Wissensordnung und Emanzipation
In der Sektion »Emanzipatorische Potenziale der Wissensgesellschaft« (EPOWI) stellen wir uns die Frage: »was ist eigentlich das Revolutionäre« bzw. das »Emanzipatorische« an der sogenannten »digitalen Revolution«? Wer sind die Subjekte dieser Transformation und was ist ihr Gegenstand? Wir knüpfen an die Beobachtung an, dass die Wissensformation der Gesellschaft sich insofern an einem Kreuzweg befindet, als gegenwärtig Weichenstellungen erfolgen, die darüber entscheiden, ob die Potenziale der Informations- und Kommunikationstechnologien genutzt werden, um mehr Selbstbestimmung der Individuen und größere Transparenz der anonymen Systeme der Macht herzustellen, oder aber eher umgekehrt eine stärkere Kontrolle der Bürger durch Sammlung und Auswertung der Daten, die sie bei all ihren Handlungen hinterlassen. Darüber hinaus stellt sich die Frage, inwieweit der freien gemeinschaftlichen Verfügung zugänglich sein wird, oder aber immer mehr zu einer Ware wird, die proprietären Prinzipien und ökonomischen Kalkülen unterworfen sein wird.
Es geht uns u.a. darum, den gegenwärtigen durch die rasante Entwicklung der Informations- und Kommunikationstechnologien ausgelösten oder zumindest beflügelten Transitionsprozess, in dem sich die moderne Gesellschaft befindet, zu verstehen. Wir greifen die vielerorts vertretene These auf, dass die gegenwärtig zu beobachtende Transition in einen gesellschaftlichen Zustand führt, der “Wissensgesellschaft” bezeichnet werden kann und fragen nach der sozialen Qualiät eines solchen Transitionsprozesses gemessen an einer emanzipatorischen Entwicklung.
Für diesen Verstehensprozess greifen wir auch eine Reihe von historischen Beispielen auf. Am Beispiel des Umbruchs von der Aufklärung zur Romantik wird exemplarisch nachgezeichnet, wie sich Diskurskonstellationen verändern und so letztlich zu einer neuen Wissensordnung führen können. Anhand ausgewählter Literaturstellen wird der Wandel in den Diskursen von Philosophie, Epistemologie, Politik und Kunst herausgearbeitet und in eine Beziehung gesetzt zu den Debatten, wie sie im Diskurs um die sogenannte »Postmoderne« geführt werden und zu den aktuellen Veränderungen der gesellschaftlichen Kommunikationsverhältnisse, wie wir sie gegenwärtigen im Zuge der sogenannten »digitalen Revolution« beobachten.

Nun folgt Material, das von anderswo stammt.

Issue #5660, opened 2019-12-09
Escaping of square brackets does not work


jakevdp:
I have been trying to follow https://vega.github.io/vega-lite/docs/field.html to escape square brackets in field names, and cannot get it to work at all. Here is a representative spec ([vega editor](https://vega.github.io/editor/#/url/vega-lite/N4KABGBEDGD2B2AzAlgc0gLjMSA3ZApgO6baRHIAmALgBakAsADEwDRS0Fq3WkDMLAL7tIAWwCGAJwDWpHNViwANtWQAHUvACuSpYOHgolcdXFzI8caIKlIx0wFpxADgCcAVj7RXAJld8ANgAjVyZ3IJ8+F38AnyCAdj5KPnj450gDCDEpWSxINVhkeF5WQ0gCeDhKIvQsUAgsgA9zagBPNRs8gEctcWLkU1VcGxEUAiVKW0aAHWmAOlxxJS0bTIbIVpb2zqgevtVB5GHIUcIJ21bZgG1ERVmAXQzDNcgAEgBnaE4JWx5qNXeGAA9EDhqhxHNUANaFognNkLAgZ9vuJQQRwQ4lAMCKC+HMGHMmHMAFbvBAnMr2cTvAjUd5yQxZKlONyebx+QIhMIRKJuQJxRLJVLpLBXRkNHCNBZLFakACMIlaN0UjywfDWDTIUsWyx2PkVytgqrAco1Esg2plOz4BtuRsYgnF92eIEEQA))
```json
{
  "data": {"values": [
      {"x.value": 1, "y[foo]": 3},
      {"x.value": 2, "y[foo]": 1},
      {"x.value": 3, "y[foo]": 4}
    ]},
  "mark": "point",
  "encoding": {
    "x": {"type": "quantitative", "field": "x\\.value"},
    "y": {"type": "quantitative", "field": "y\\[foo\\]"}
  }
}
```
Escaping of the ``"."`` seems to work as expected, but no amount of backslashes causes the y encoding to work properly.

domoritz:
Looks like we are removing the escaping for field references in scale domains and encode blocks.

domoritz:
I think this is an issue with Vega. We use a utility method to split paths and it removes the escaping.

```
$ vega.splitAccessPath('y\\[foo\\]')
["y[foo]"]
```

I would expect

```
$ vega.splitAccessPath('y\\[foo\\]')
["y\\[foo\\]"]
```

[...]

PR #5730, opened 2020-01-09
fix: support escaping of brackets

domoritz:
Fixes https://github.com/vega/vega-lite/issues/5660

### DIFF
--- a/src/util.ts
+++ b/src/util.ts
@@ -293,6 +293,10 @@ export function titlecase(s: string) {
   return s.charAt(0).toUpperCase() + s.substr(1);
 }
 
+function escapePatchAccess(string: string) {
+  return replaceAll(replaceAll(replaceAll(string, ']', '\\]'), '[', '\\['), '.', '\\.');
+}
+
 /**
  * Converts a path to an access path with datum.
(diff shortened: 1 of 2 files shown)


src/util.ts
```diff
@@ -293,6 +293,10 @@ export function titlecase(s: string) {
   return s.charAt(0).toUpperCase() + s.substr(1);
 }
 
+function escapePatchAccess(string: string) {
+  return replaceAll(replaceAll(replaceAll(string, ']', '\\]'), '[', '\\['), '.', '\\.');
```
kanitw: Minor: This isn't very readable

domoritz: What do you suggest? Make a function to replace multiple characters or just a regex?

kanitw: a function? (or ignore this comment for now). 

I'm more interested to understand what's going on.

domoritz: The regex is not that difficult and we use regexes in other places for these kinds of things.

domoritz:
@kanitw https://github.com/vega/vega-lite/issues/5660 explains the issue.

PR #5759, opened 2020-01-19
docs: add missing `index` property for expression in the axis docs

kanitw:
Let's see if https://github.com/vega/vega/pull/2314 gets any edits before merging.


kanitw:
https://github.com/vega/vega/pull/2314/files is merged, without edits.

PR #5761, opened 2020-01-19
fix: make conditional axis config work 

kanitw:
the add example should be updated to show the right behavior


examples/compiled/line_conditional_grid_dash_config.vg.json
```diff
@@ -0,0 +1,132 @@
...
+  "data": [
+    {
+      "name": "source_0",
+      "url": "data/stocks.csv",
+      "format": {"type": "csv", "parse": {"date": "date"}},
+      "transform": [
+        {"type": "filter", "expr": "datum.symbol==='GOOG'"},
+        {
+          "type": "filter",
+          "expr": "inrange(time(datetime(year(datum[\"date\"]), 0, 1, 0, 0, 0, 0)), [time(datetime(2006, 0, 1, 0, 0, 0, 0)), time(datetime(2008, 0, 1, 0, 0, 0, 0))])"
```
domoritz: Is there a Vega time unit expression we could use for this? It seems inconsistent that we are using Vega everywhere else except here.

kanitw: IDK, but that's not the scope of this PR.  

This output is from the unchanged the codebase for predicate.

kanitw: Also, https://vega.github.io/vega/docs/expressions/#timeUnitSpecifier is fo r using with timeFormat, it doesn't preserve "numeric" part of datetime.

domoritz: I wonder whether we should add an expression function in Vega. Anyway, it's out of scope.

PR #5763, opened 2020-01-19
fix: enable example tests and fix numerous issues

domoritz:
Turns out, our example tests were not doing anything. This pull request enables them to work and fixes a bunch of errors that were happening.

This pull request also removes the conditional order from one example since we don't support that.


domoritz:
Needs https://github.com/vega/vega-lite/issues/5764

domoritz:
Needs https://github.com/vega/vega-lite/pull/5761

PR #5765, opened 2020-01-20
docs: change `line_conditional_grid_dash` to even more advanced `line_conditional_axis`

kanitw:
also simplify its predicate


kanitw:
Hmm, the hack to use whitespace instead of `labelOffset` doesn't work for SVG generation. (It worked OK on Chrome.)

site/docs/encoding/axis.md
```diff
@@ -117,7 +117,9 @@ Note that each axis tick, grid line, and label instance is backed by a data obje
 - `label` - the string label
 - `value` - the data value
 
-For example, we can adjust the grid dash in a line chart based on whether a particular grid line falls on a year boundary:
+### Example: Conditional Axis Properties and Multi-Line Axis Label
+
+In the following example, we adjust the `gridDash` and `tickDash` properties in a line chart based on whether a particular grid line falls on a year boundary. We also use the `labelExpr` property to show multi-line labels for year and month, showing the year number only for January of each year.
 
 <div class="vl-example" data-name="line_conditional_grid_dash"></div>
```
domoritz: Please rename references as well. 

```suggestion
<div class="vl-example" data-name="line_conditional_axis_"></div>
```

domoritz:
I think we can merge this despite bad offset btw.

kanitw:
> I think we can merge this despite bad offset btw.

Why? It's bad. I'd rather wait to fix the offset.

domoritz:
Okay. Let’s wait then.

kanitw:
This is rebased, now that we support `labelOffset`.

domoritz:
> Hmm, the hack to use whitespace instead of labelOffset doesn't work for SVG generation. (It worked OK on Chrome.)

Vega now always trims text so the hack does not work anymore.

kanitw:
line_conditional_axis_config.vl.json isn't correct yet, but it should be correct with Vega 5.10.  I'll track that in https://github.com/vega/vega-lite/pull/6033

PR #5795, opened 2020-01-25
fix: correctly initialize selections with dates

### LINKED ISSUE #5794: Selection initialization does not work with all dates
Selection initialization is supposed to accept Vega-Lite datetime objects but it fails with dates that use strings like "January". 

Screen Shot 2020-01-24 at 20 16 56

[Spec](https://vega.github.io/editor/#/url/vega-lite/N4KABGBEAkDODGALApgWwIaQFxUQFzwAdYsB6UgN2QHN0A6agSz0QFcAjOxge1IRQyUa6ALQAbZskoAWOgCtY3AHaQANOCgATdHkw5gkVgCcx2LTvR883eAGtYdeLAqQAvuoiQ8R9EtgAzbiNUMwBtA39GMTxkIzNIbTxWVDpYAE9Udm4xAF48gHIAcQB5YsL8twBdDygxdDTYsI0IUAg22vrGnFDm9rADDCNbeIklZDcavv7eqchYZDFkeDweFX0Zqah503XNza80wnGcOcYlakW1Db3IMfQjZFg8M29WZEm9tshleNRuVnm3CocQ+nygyCU8G4mjO1FgYUgAA9INVrvszswzAZkfpIA17mYAEwABmJAA5VFA-koWPEAFK+Vj3NJqcwxMwARlcrjR7R5YPcvKp92GJ0I3DOzzR-L6qNmEKhMPOWLRSKxkEiC008US40pByO8RiqHFPlMgpuLNxmrE2rFRkY8D1UDwh2OUAAjkyacwdIwqG4NjKIBa2q0+l4fH5AsEwhEojE4rjtksVj8Tts3K45RHBqKoEZWJdQeDIdDYeqcf0NYwtTqdM6De6vGhTehzcGwDLKiBXEA)

cc @arvind

domoritz:
Fixes #5794

I also refactored things a bit. We now have separate functions for parsing. We also use numbers instead of strings in a few more places.


src/datetime.ts
```diff
@@ -52,7 +52,7 @@ export interface DateTime {
   month?: Month | string;
 
   /**
-   * Integer value representing the date from 1-31.
+   * Integer value representing the date (day of the month) from 1-31.
```
kanitw: By definition, dates mean days of month. Plus, we already say 1-31.  So these parentheses are a bit overkill.

domoritz: I appreciate the additional clarification since JavaScript uses `day` for the day of the month. With the clarification, you can ctrl+f for `day` and find the right name. Also, date is not generally understood as the day fo the month. Where did you see this?

kanitw: > since JavaScript uses day for the day of the month.

No, it does not. We do match JS. Day is day of week, as it should be. 

image


> Also, date is not generally understood as the day fo the month. Where did you see this?

This is well defined in the dictionary. 

image

src/datetime.ts
```diff
@@ -232,55 +231,91 @@ export function dateTimeExpr(d: DateTime | DateTimeExpr, normalize = false, toJS
...
   }
+}
+
+/**
+ * Return Vega expression for a date time expression.
+ *
+ * @param d the internal date time object with expression.
+ * @returns the Vega expression.
+ */
+export function dateTimeExprToExpr(d: DateTimeExpr) {
```
arvind: Would it be better to consolidate this function with the one above it? In particular, I find this function name `dateTimeExprToExpr` difficult to parse/understand.

src/datetime.ts
```diff
@@ -232,55 +231,91 @@ export function dateTimeExpr(d: DateTime | DateTimeExpr, normalize = false, toJS
...
+/**
+ * @param d the date time.
+ * @returns the timestamp.
+ */
+export function dateTimeToTimestamp(d: DateTime) {
+  const parts: (string | number)[] = dateTimeParts(d, true);
 
   if (d.utc) {
-    return `utc(${unitsString})`;
+    return +new Date(Date.UTC(...(parts as [any, any])));
```
arvind: I want to double check: will this work when `parts` contains some `string` elements?

src/datetime.ts
arvind: I agree, I don't think the additional clarification hurts.

domoritz: > No, it does not. We do match JS. Day is day of week, as it should be.

Oh, that's confusing. I missed that `getDate` returns the day of the month but the parameter to the constructor is called `day`. 🤦‍♂ 

Screen Shot 2020-01-26 at 10 05 32

> This is well defined in the dictionary.

I didn't find https://en.wikipedia.org/wiki/Calendar_date clarified this well. I asked @ldegreef what she thinks a "date" was and she thought that date refers to the whole time specifier (like here: https://en.wikipedia.org/wiki/ISO_8601#Dates). Moreover, in this pull request, I replaced a few occurrences of `day` with `date` since were assigned numbers above 7, which indicates that we are confused ourselves about what `day` and `date` mean. Of course, it's too late, but maybe `dayOfMonth` and `dayOfWeek` or `date` and `weekday` would have been better names to avoid confusion.

src/datetime.ts
domoritz: No, it doesn't need to but this shouldn't be an issue since we normalize strings to numbers. Let me check what happens if a user doesn't respect the schema.

domoritz: Looks like js accepts this: `new Date("2019", "3", "2")` so we are good. Thanks for checking.

src/datetime.ts
domoritz: I'd like to but we want to normalize if d is a DateTime and not normalize if it's a DateTimeExpr. Unfortunately, these two types can't reliably be distinguished at runtime so I think it's best to have two functions.

src/datetime.ts
domoritz: I added some code to always support numbers even if they are in strings.

test/datetime.test.ts
```diff
@@ -1,185 +1,176 @@
...
       }).toThrow();
     });
 
     it('should use utc expression if utc is specified', () => {
-      const d = {
+      const d: DateTime = {
         year: 2007,
-        day: 'monday',
+        day: 1,
         utc: true
```
haldenl: is this already in the docs?

domoritz: Is what? utc?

Oder am Beispiel der Herausbildung des freien Welthandels und die Entwicklung Englands zur dominanten Weltmacht im 18. Jahrhundert, anhand der Auseinandersetzungen innerhalb des Liberalismus im Zusammenhang mit der amerikanischen Revolution, über Sklavenhandel und Sklavenhaltung in den USA und den europäischen Kolonien sowie über die Leibeigenschaft in Europa selbst, kann sehr gut gezeigt werden, wie sich Wissensordnungen schrittweise verändern. Das Gleiche gilt für die Analyse des zeitweiligen Zurückdrängens liberalen Denkens in der ersten Hälfte des 20. Jahhrunderts und seiner erneuten Durchsetzung in der zweiten Hälfte des 20. Jahhunderts.
Zentraler Orientierungspunkt der Sektion bleibt aber die Diskussion um die gegenwärtigen Entwicklungschancen der »Wissensgesellschaft« auf Basis der sogenannten »digitalen Revoltion«. Unter anderem wurde die Frage der »Wissensallmende«, eingebettet in die generellere Diskussion um Gemeingüter bzw. die »Commons« aufgegriffen. 2009 hatte diese Diskussion durch die Verleihung des Nobelpreises für Wirtschaft im Jahre 2009 an Elinor Ostrom einen enormen Aufschwung genommen. Im Rahmen dieses Diskurses befassen wir uns mit der Frage, was ist eine Wissensallmende, wie könnte sie genau aussehen und welche Überlebensmöglichkeit hätte sie in einer Welt, die durch die Hegemonie einer warenproduzierenden, und damit an der Schaffung von Mehrwert orientierten Gesellschaft geprägt ist. Auch hier unternahmen wir einem Ausflug in die Geschichte und fragten: welche Bedeutung hat die Allmende in früheren Epochen des Feudalismus und des aufstrebenden Industriekapitalismus tatsächlich gespielt. Wie könnte die Utopie einer Wissensallmende aussehen? Und in welchem Verhältnis stehen Immaterialgüter (wie z.B. Wissen) und materielle Güter (z.B. Produkte, in denen hochkomplexes Wissen inkorporiert ist)?